= EXERCISE GOAL =
In the following listing, find the lines containing "have" and report them.

--- RECORDS SHOWN Enclosed Below ---

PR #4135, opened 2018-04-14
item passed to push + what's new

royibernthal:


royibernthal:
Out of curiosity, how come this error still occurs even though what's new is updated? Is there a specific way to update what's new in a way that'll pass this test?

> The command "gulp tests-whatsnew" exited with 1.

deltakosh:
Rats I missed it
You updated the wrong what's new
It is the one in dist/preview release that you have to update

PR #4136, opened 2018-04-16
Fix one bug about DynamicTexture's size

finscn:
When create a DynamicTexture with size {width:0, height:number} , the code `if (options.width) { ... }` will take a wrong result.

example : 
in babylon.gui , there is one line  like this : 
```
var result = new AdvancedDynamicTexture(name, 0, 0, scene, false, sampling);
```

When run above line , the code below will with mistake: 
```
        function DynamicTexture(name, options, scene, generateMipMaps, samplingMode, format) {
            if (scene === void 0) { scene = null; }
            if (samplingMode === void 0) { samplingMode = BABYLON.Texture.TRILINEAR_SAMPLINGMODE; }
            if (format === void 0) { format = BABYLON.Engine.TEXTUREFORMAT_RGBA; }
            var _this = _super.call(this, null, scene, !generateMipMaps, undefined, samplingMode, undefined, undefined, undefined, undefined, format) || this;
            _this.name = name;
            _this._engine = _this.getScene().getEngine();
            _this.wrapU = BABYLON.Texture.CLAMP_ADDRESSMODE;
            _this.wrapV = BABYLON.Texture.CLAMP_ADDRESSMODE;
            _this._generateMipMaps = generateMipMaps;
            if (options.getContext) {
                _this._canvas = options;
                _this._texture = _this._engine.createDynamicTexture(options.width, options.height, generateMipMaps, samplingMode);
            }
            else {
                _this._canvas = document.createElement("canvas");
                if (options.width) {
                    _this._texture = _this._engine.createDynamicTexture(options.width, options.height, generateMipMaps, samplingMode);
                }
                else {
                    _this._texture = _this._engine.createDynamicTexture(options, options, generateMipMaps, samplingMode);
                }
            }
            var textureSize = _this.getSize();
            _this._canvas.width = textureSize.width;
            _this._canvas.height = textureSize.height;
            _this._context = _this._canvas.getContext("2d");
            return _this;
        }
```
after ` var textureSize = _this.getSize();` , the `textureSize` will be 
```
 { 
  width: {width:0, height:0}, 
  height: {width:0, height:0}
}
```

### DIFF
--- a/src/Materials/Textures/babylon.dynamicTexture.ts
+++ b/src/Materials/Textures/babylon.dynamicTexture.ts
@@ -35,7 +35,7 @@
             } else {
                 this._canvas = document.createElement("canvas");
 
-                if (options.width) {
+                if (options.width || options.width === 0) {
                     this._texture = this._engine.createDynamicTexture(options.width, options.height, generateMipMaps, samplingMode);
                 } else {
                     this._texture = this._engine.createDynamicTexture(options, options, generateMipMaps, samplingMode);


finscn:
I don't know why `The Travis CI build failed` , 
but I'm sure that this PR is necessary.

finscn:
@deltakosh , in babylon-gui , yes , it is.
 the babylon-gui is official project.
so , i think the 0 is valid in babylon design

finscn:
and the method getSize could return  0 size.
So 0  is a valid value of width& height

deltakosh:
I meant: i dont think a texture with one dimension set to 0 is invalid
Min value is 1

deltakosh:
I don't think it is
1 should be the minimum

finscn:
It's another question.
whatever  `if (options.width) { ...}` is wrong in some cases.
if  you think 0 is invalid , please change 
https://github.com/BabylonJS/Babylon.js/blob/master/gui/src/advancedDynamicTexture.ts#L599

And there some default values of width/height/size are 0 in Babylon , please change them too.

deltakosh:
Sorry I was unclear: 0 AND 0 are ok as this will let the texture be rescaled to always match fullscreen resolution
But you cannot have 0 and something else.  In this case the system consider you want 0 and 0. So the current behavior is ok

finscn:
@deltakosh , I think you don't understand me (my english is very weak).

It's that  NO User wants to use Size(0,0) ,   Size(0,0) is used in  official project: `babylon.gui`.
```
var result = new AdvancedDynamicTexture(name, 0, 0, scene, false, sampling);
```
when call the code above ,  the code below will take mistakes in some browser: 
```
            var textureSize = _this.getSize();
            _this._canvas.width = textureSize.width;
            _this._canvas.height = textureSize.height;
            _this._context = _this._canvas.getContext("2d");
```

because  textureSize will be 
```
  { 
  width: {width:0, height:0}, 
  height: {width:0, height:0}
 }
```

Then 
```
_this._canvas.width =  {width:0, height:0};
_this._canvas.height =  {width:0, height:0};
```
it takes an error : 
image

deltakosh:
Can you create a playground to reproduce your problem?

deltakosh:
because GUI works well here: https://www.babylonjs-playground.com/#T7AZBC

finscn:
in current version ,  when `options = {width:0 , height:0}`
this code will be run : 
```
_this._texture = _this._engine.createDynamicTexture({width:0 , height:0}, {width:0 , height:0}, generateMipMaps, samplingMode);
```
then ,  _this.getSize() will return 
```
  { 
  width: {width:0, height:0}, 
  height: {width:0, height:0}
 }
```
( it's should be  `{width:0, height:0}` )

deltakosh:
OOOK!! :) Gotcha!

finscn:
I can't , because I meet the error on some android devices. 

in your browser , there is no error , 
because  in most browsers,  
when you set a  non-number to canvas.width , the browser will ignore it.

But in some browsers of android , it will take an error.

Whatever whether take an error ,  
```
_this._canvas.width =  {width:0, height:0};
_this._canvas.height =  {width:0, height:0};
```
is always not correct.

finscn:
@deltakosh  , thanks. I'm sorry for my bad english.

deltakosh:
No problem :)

--- End of Enclosed RECORDS SHOWN ---

= YOUR SOLUTION =
It is the one in dist/preview release that you have to update
But you cannot have 0 and something else.  In this case the system consider you want 0 and 0. So the current behavior is ok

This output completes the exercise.